Châlet des Sapins — Montana-sur-Sierre — July 24, 1921

page 121

To Lady Ottoline Morrell

Here it is simply exquisite weather. We are so high up (5000 feet above the sea) that a cool breeze filters through from Heaven, and the forests are always airy… I can't imagine anything lovelier than this end of Switzerland. Once one loses sight of that hideous Lac Leman and Co. everything is different. Sierre, a little warm sunripe town in the valley, was so perfect that I felt I would like to live there. It has all the flowers of the South and it's gay and ‘queynt’ and full of nightingales. But since we have come up the mountains it seems lovelier still. We have taken a small—not very small—châlet here for two years. It is quite remote—in a forest clearing; the windows look over the tree tops across a valley to snowy peaks the other side. The air feels wonderful but smells more wonderful still. I have never lived in a forest before, one steps out of the house and in a moment one is hidden among the trees. And there are little glades and groves full of flowers—with small ice-cold streams twinkling through. It is my joy to sit there on a tree trunk; if only one could make some small grasshoppery sound of praise to someone— thanks to someone. But who?

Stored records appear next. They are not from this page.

Issue #144, opened 2018-10-11
Make email login case-insensitive


clint-tseng:
Background [here](https://forum.opendatakit.org/t/error-with-new-account-creation-odk-central/15599/10). Technically emails are case-sensitive, but this does not seem to be reality as convention, and I just checked bandcamp, patreon, a couple others, and they all seem to be happy with insensitivity.

PR #146, opened 2018-10-11
improve #144: make email addresses case-insensitive everywhere.

clint-tseng:
* the good news is that postgres offers this natively, so that you don't
  have to do 'UPPER('input')=UPPER(email)' all over the place, and so
  that the uniqueness constraint accounts for the case-insensitivity.
* the bad news is that it's offered via the CITEXT extension which is
  bundled but must be manually enabled.
* the worst news is that non-superusers cannot enable extensions, which
  crashes the migration.
* but as far as i know our user /is/ a superuser on docker and on
  circleci (which uses docker).
  * so those cases aren't issues.
  * and i've added a line in the README to manually add the extension at
    database creation.

### DIFF
--- a/README.md
+++ b/README.md
@@ -33,6 +33,7 @@ Next, create a database and user in Postgres. Either use the same settings as th
 ```sql
 CREATE USER jubilant WITH PASSWORD 'jubilant';
 CREATE DATABASE jubilant with owner=jubilant encoding=UTF8;
+CREATE EXTENSION IF NOT EXISTS CITEXT;
 ```
 
 Then, go to the repository root in a command line (where this README is) and run `make` with no arguments. This will install all npm dependencies and run all necessary migrations on the database; see the [makefile](Makefile) for details.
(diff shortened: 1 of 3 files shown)


clint-tseng:
now confirmed that production docker and circleci are totally happy with this.. so it's just dev env

matthew-white:
[This forum post](https://forum.opendatakit.org/t/inconsistent-results-running-odk-central-v0-2-beta/15558/7) is making me wonder whether the migration will have trouble if there are already two different users whose email addresses are different case-sensitively but the same case-insensitively. Would using `CITEXT` result in a uniqueness constraint violation in that case? Users should be able to get around this, since we have the edit account page on the way, so they'll be able to update one of the emails so that the emails are different even case-insensitively. But maybe we should include information along these lines in the release notes?

clint-tseng:
Yeah, that would cause a failure. I am not very concerned about it, to be honest.

matthew-white:
Sounds good, it does seem like it should be quite rare.

clint-tseng:
@lognaturel or @matthew-white still looking for a checkmark here

clint-tseng:
yes, that's more or less the recommended approach. and, aye; create database is only possible for superuser. not sure where best to publicize it.

lognaturel:
Thanks! Sharing the update steps on the forum should be enough.

PR #148, opened 2018-10-16
bug #147: fix cases where groups/structures have <bind relevant=> nodes.

### LINKED ISSUE #147: Group <bind>ings for eg relevance break schema structure detection
As found by Felix Mutua [here](https://forum.opendatakit.org/t/missing-data-on-the-exported-csv/15691/2).

The Central system that reads XForms and tries to understand their structure didn't understand that `<bind>` nodes might exist that do not have a `type` attribute and are not for atomic values.

So for instance if you have `<bind nodeset="/facility/bank_contacts" relevant="selected( /facility/feature_type , 'Bank')"/>` the schema detection system will think `/facility/bank_contracts` is a value field, it won't read into the nested structure to figure out that it's a group, and it will record a `type` of `broken`.

Thankfully, this is a one-line fix.

clint-tseng:
* or any <bind> node for that instance.
* just needed to filter out <bind> nodes that don't have type=; we only
  care about the type information.
* resolves #147.

### DIFF
--- a/lib/data/schema.js
+++ b/lib/data/schema.js
@@ -81,7 +81,7 @@ const getFormSchema = (form) => {
   const modelNode = findOne(root('html'), node('head'), node('model'));
   return traverseXml(form.xml, [
     modelNode(findOne(root(), node('instance'), node())(tree())),
-    modelNode(findAll(root(), node('bind'))(attr())),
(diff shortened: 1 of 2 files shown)


lognaturel:
TRICKY!

PR #154, opened 2018-11-03
big instance/model refactor

clint-tseng:
still in progress but creating a PR for now for tracking.


clint-tseng:
this is ready but it probably needs an interactive review

lib/model/query/builder.js
```diff
@@ -10,21 +10,25 @@
...
+      const result = module[methodName](...args)(container)
+      if (result.pipe != null) return resolve(result);
+      return result.catch(postgresErrorToProblem);
+    };
   }
 
+  // helper-nested functions differ in that we never assume the result is a run
+  // query, and so we do not coerce catch on it. this is important for streams.
   if (module.helper != null) {
-    result.helper = {};
```
clint-tseng: ??

clint-tseng: okay this is resolved. it worked by accident. having the {} assignment is better, it is now restored.

PR #169, opened 2018-12-20
new #132: include submitter id and name in .csv.zip export.

### LINKED ISSUE #132: Include app user display name in CSV export
A [post in the Forum](https://forum.opendatakit.org/t/odk-central-app-username-on-the-csv/15433) mentions that the app user display name appears in the Frontend submissions table but not the exported CSV file. @clint-tseng, what do you think about adding this to the CSV file? I could see how it could be useful to have that data in the CSV.

Also, I know we include the app user display name in the OData under the `__system` property, but I was wondering whether you would consider that part of the official Central API.

clint-tseng:
* adds them at the very end.
* if we cannot find submitter information we omit the data for the row.
* resolves #132.

### DIFF
--- a/lib/resources/submissions.js
+++ b/lib/resources/submissions.js
@@ -12,6 +12,7 @@ const { always } = require('ramda');
 const sanitize = require('sanitize-filename');
 const { createdMessage } = require('../outbound/openrosa');
 const { getOrNotFound, getOrReject, rejectIf, reject } = require('../util/promise');
+const { QueryOptions } = require('../util/db');
 const { xml } = require('../util/http');
 const Option = require('../util/option');
 const Problem = require('../util/problem');
@@ -108,7 +109,8 @@ module.exports = (service, endpoint) => {
         .then(() => project.getFormByXmlFormId(params.id))
         .then(getOrNotFound)
         .then((form) => all.do([
-          Submission.streamRowsByFormId(form.id),
+          // we always want the extented query; nothing to do w the user request.
+          Submission.streamRowsByFormId(form.id, QueryOptions.extended),
           Submission.streamAttachmentsByFormId(form.id)
         ]).then(([ rows, attachments ]) => {
           const filename = sanitize(form.xmlFormId);
--- a/test/integration/api/submissions.js
+++ b/test/integration/api/submissions.js
@@ -267,13 +267,13 @@ describe('api: /forms/:id/submissions', () => {
             zipStreamToFiles(asAlice.get('/v1/projects/1/forms/simple/submissions.csv.zip'), (result) => {
               result.filenames.should.eql([ 'simple.csv' ]);
               const csv = result['simple.csv'].split('\n').map((row) => row.split(','));
-              csv[0].should.eql([ 'SubmissionDate', 'meta-instanceID', 'name', 'age', 'KEY' ]);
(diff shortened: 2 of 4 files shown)


test/integration/api/submissions.js
```diff
@@ -267,13 +267,13 @@ describe('api: /forms/:id/submissions', () => {
             zipStreamToFiles(asAlice.get('/v1/projects/1/forms/simple/submissions.csv.zip'), (result) => {
               result.filenames.should.eql([ 'simple.csv' ]);
               const csv = result['simple.csv'].split('\n').map((row) => row.split(','));
-              csv[0].should.eql([ 'SubmissionDate', 'meta-instanceID', 'name', 'age', 'KEY' ]);
+              csv[0].should.eql([ 'SubmissionDate', 'meta-instanceID', 'name', 'age', 'KEY', 'SubmitterID', 'SubmitterName' ]);
               csv[1].shift().should.be.an.recentIsoDate();
-              csv[1].should.eql([ 'three','Chelsea','38','three' ]);
+              csv[1].should.eql([ 'three','Chelsea','38','three', '5', 'Alice' ]);
```
matthew-white: Am I right in thinking that the CSV includes submitter ID and name only if extended metadata is requested? Or does the CSV include submitter ID and name all the time? This request doesn't seem to request extended metadata, so I was surprised that the resulting CSV includes submitter ID and name.

matthew-white: Also, if extended metadata is used in this way, it might be useful to have one integration test that requests extended metadata and one that doesn't.

test/unit/data/briefcase.js
```diff
@@ -58,7 +60,7 @@ describe('.csv.zip briefcase output @slow', () => {
     callAndParse(form, inStream, (result) => {
       result.filenames.should.eql([ 'mytestform.csv' ]);
       result['mytestform.csv'].should.equal(
-`SubmissionDate,name,age,hometown,KEY
+`SubmissionDate,name,age,hometown,KEY,SubmitterID,SubmitterName
```
matthew-white: What do you think about including column headers for submitter ID and name only if that information was requested? Right now it seems like those headers are included whether or not extended metadata was requested.

test/integration/api/submissions.js
clint-tseng: i think it’s relatively impractical to gate the presence of columns on a header field. how would you ask the browser to download such an object?

matthew-white: Ah I see, I was understanding the addition of `QueryOptions.extended` in the code as meaning that extended metadata was being used to gate. I see now that the CSV endpoint just always passes `QueryOptions.extended` in order to get the data it needs to always add submitter ID and name to the CSV. I agree that not gating is preferable!

clint-tseng:
oh i see; i can leave a clarifying comment on that.

lib/resources/submissions.js
```diff
@@ -108,7 +109,7 @@ module.exports = (service, endpoint) => {
         .then(() => project.getFormByXmlFormId(params.id))
         .then(getOrNotFound)
         .then((form) => all.do([
-          Submission.streamRowsByFormId(form.id),
+          Submission.streamRowsByFormId(form.id, QueryOptions.extended),
```
clint-tseng: //

Issue #151, opened 2018-11-01
Email user when email address or password changes


matthew-white:
As a user, when I update my email address or password, I should receive an email informing me of the change.

In the case of an email address change, I'm not sure whether the email should be sent to the old address, the new one, or both...

alexpatow:
Hi, can I work on this? If so, any what should the text of the emails be?

clint-tseng:
yes, definitely! thanks! my suggestions for text:

password change, email to address on file:

```
Hello!

We are emailing because you have an ODK Central data collection account, and somebody has just changed its password. If this was you, please feel free to ignore this email. Otherwise, please contact your local ODK system administrator immediately.
```

email change, email to old address only:

```
Hello!

We are emailing because you have an ODK Central data collection account, and somebody has just changed the email address associated with the account from this one you are reading right now ($OLDADDRESS) to a new address ($NEWADDRESS). If this was you, please feel free to ignore this email. Otherwise, please contact your local ODK system administrator immediately.
```

alexpatow:
Great, thanks!

PR #172, opened 2018-12-28
improve #151: email notifications for password/email changes

alexpatow:
#151 Adds email notifications when a user updates their email address or password. When a user changes their email address, the email is sent to the email address which was previously on file.

### DIFF
--- a/lib/resources/users.js
+++ b/lib/resources/users.js
@@ -11,6 +11,7 @@ const { success, isTrue } = require('../util/http');
 const { verifyPassword } = require('../util/crypto');
 const Problem = require('../util/problem');
 const { resolve, reject, getOrNotFound } = require('../util/promise');
+const { isPresent } = require('../util/util');
 
 module.exports = (service, endpoint) => {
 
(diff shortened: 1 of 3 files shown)


lib/resources/users.js
```diff
@@ -80,21 +81,29 @@ module.exports = (service, endpoint) => {
...
 
   // TODO: infosec debate around 404 vs 403 if insufficient privs but record DNE.
-  service.patch('/users/:id', endpoint(({ User }, { params, body, auth }) =>
+  service.patch('/users/:id', endpoint(({ User, mail }, { params, body, auth }) =>
     User.getByActorId(params.id)
       .then(getOrNotFound)
       .then((user) => auth.canOrReject('user.update', user.actor)
-        .then(() => user.with(User.fromApi(body)).update()))));
+        .then(() => user.with(User.fromApi(body)).update())
+        .then((response) => {
```
clint-tseng: i'd prefer this to be named `result` or `savedUser` than `response`, since that name in this context implies to me the HTTP/Express response object.

lib/resources/users.js
```diff
@@ -80,21 +81,29 @@ module.exports = (service, endpoint) => {
...
+          if (isPresent(body.email) && body.email !== user.email) {
```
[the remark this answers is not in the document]
clint-tseng: it's not my favorite either but i can't think of a more sensible spot at the moment.

lib/resources/users.js
alexpatow: Sounds good, changed to result in latest commit.

test/integration/api/users.js
```diff
@@ -240,6 +240,31 @@ describe('api: /users', () => {
...
+        asAlice.get('/v1/users/current')
+          .expect(200)
+          .then((before) => asAlice.patch(`/v1/users/${before.body.id}`)
+            .send({ email: 'david123@opendatakit.org' })
+            .expect(200)
+            .then(() => {
+              const email = global.inbox.pop();
+              global.inbox.length.should.equal(0);
+              email.to.should.eql([{ address: 'alice@opendatakit.org', name: '' }]);
+              email.subject.should.equal('ODK Central account email changed');
```
clint-tseng: sorry, one last nit: can you also test that the appropriate values are templated into this body?

alexpatow: Will do!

M. and I live like two small timetables. We work all the morning and from tea to supper. After supper we read aloud and smoke; in the afternoon he goes walking and I crawling. The days seem to go by faster and faster. One beaming servant who wears peasant ‘bodies’ and full skirts striped with velvet looks after everything. And though the chalêt is so arcadian it has got a bathroom with hot water and central heating for the winter and a piano and thick carpets and sunblinds. I am too old not to rejoice in these creature comforts as well.

The only person whom we see is my Cousin Elizabeth who lives half an hour's scramble away. We exchange Chateaubriand and baskets of apricots and have occasional lovely talks which are rather like what talks in the after-life page 122 will be like, I imagine … ruminative, and reminiscent— although dear knows what it is really all about. How strange talking is—what mists rise and fall—how one loses the other and then thinks to have found the other— then down comes another soft final curtain… But it is incredible—don't you feel—how mysterious and isolated we each of us are—at the last. I suppose one ought to make this discovery once and for all, but I seem to be always making it again.

It seems to me that writers don't acknowledge it half enough. They pretend to know all there is in the parcel. But how is one to do it without seeming vague?

Some novels have been flying up our mountain side lately. … I wish a writer would rise up—a new one—a really good one.

I keep on with my short stories. I have been doing a series for The Sphere, because it pays better than any other paper I know. But now they are done I don't believe they are much good. Too simple. It is always the next story which is going to contain everything, and that next story is always just out of reach. One seems to be saving up for it. I have been reading Shakespeare as usual. The Winter's Tale again. All the beginning is very dull—isn't it? That Leontes is an intolerable man and I hate gentle Hermione. Her strength of mind, too, in hiding just round the corner from him for 15 years is terrifying! But Oh—the Shepherd scene is too perfect. Now I am embedded in Measure for Measure. I had no idea it was so good. M. reads aloud in the evenings and we make notes. There are moments when our life is rather like a school for two! I see us walking out crocodile for two and correcting each other's exercises. But no—not really.

Is this a Fearfully dull letter? I'm afraid it is. I'm afraid “Katherine has become so boring nowadays.”